The territory is also described as being “within the Green Line”, in reference to the line demarcating Israel from the occupied Palestinian territories under its control.

Despite holding Israeli citizenship, rights groups have documented several dozen Israeli laws that discriminate against Palestinian citizens across a wide spectrum of issues, including education, housing, political participation and due process. They are treated as second- and third-class citizens.

Mass protests During the past week, Palestinian protests have taken place in towns and cities across Israel, from the Naqab (Negev) Desert in the south to Ramla, Yafa and Lydd (Lod in Hebrew) in the centre of the country, to the “Triangle” region and to Haifa and Nazareth in the north.

The demonstrators rallied in solidarity with Palestinian families in Sheikh Jarrah, who are facing imminent forced expulsion from their homes, and against the Israeli storming of the Al-Aqsa Mosque compound, which left hundreds of Palestinians wounded.

It is not the first time Palestinian citizens of Israel have protested against Israeli policies.

Play Video In 1976, six Palestinians were shot and killed for protesting Israeli mass land expropriation – an event that came to be known as Land Day and is commemorated annually on March 30.

In October 2000, 13 Palestinians were shot dead as they joined in the second Intifada, triggered by then-Israeli Prime Minister Ariel Sharon’s visit to the Al-Aqsa compound.

Still, Israel historically has pursued a policy of fragmentation of the Palestinian population under its control, both inside the country and in the occupied Palestinian territories, making sustained shows of solidarity between Palestinians in various parts of historic Palestine all the more difficult.

But experts have said the continuing protests inside Israel show how connected Palestinians really are.

“The recent events highlight not only the unity of the system of colonial oppression, but also the unity of Palestinian struggle,” Nimer Sultany, a reader of public law at the University of London’s School of Oriental and African Studies, told Al Jazeera.

“Like in previous rounds of protests, such as in October 2000, Palestinian protesters in 1948 areas showed in practice the necessity and practicality of an anti-colonial struggle.”

A picture shows burned cars and a rubbish container in the city of Lod on May 13 [Ahmad Gharabli/AFP] ‘Colonial objective’

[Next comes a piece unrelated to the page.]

PR #399, opened 2023-04-07
Add more clade columns to metadata

emmahodcroft:
We have updated Nextclade to separate out clade names (`23A`, `Omicron`, `23A (Omicron)`), but we have never followed up by doing the same in ingest, to give us more columns both to work with, and some overlap before we potentially change what `Nextstrain_clade` is.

Sultany said Israel’s policy of maintaining a Jewish majority within the Green Line is no different from its demographic engineering in the occupied West Bank and East Jerusalem, where it works to dispossess Palestinians from their lands and impose a Jewish presence instead.

“The colonial objective of maintaining ‘Jewish demographic control’ or ‘Jewish sovereignty’ and Judaising Palestine is the same in the West Bank and East Jerusalem as much as in the Naqab, al-Jalil (Galilee), the ‘mixed cities’, and the Triangle,” he said.

One example is the city of Lydd, a city about 25km from Tel Aviv, which has now become a flashpoint for protests.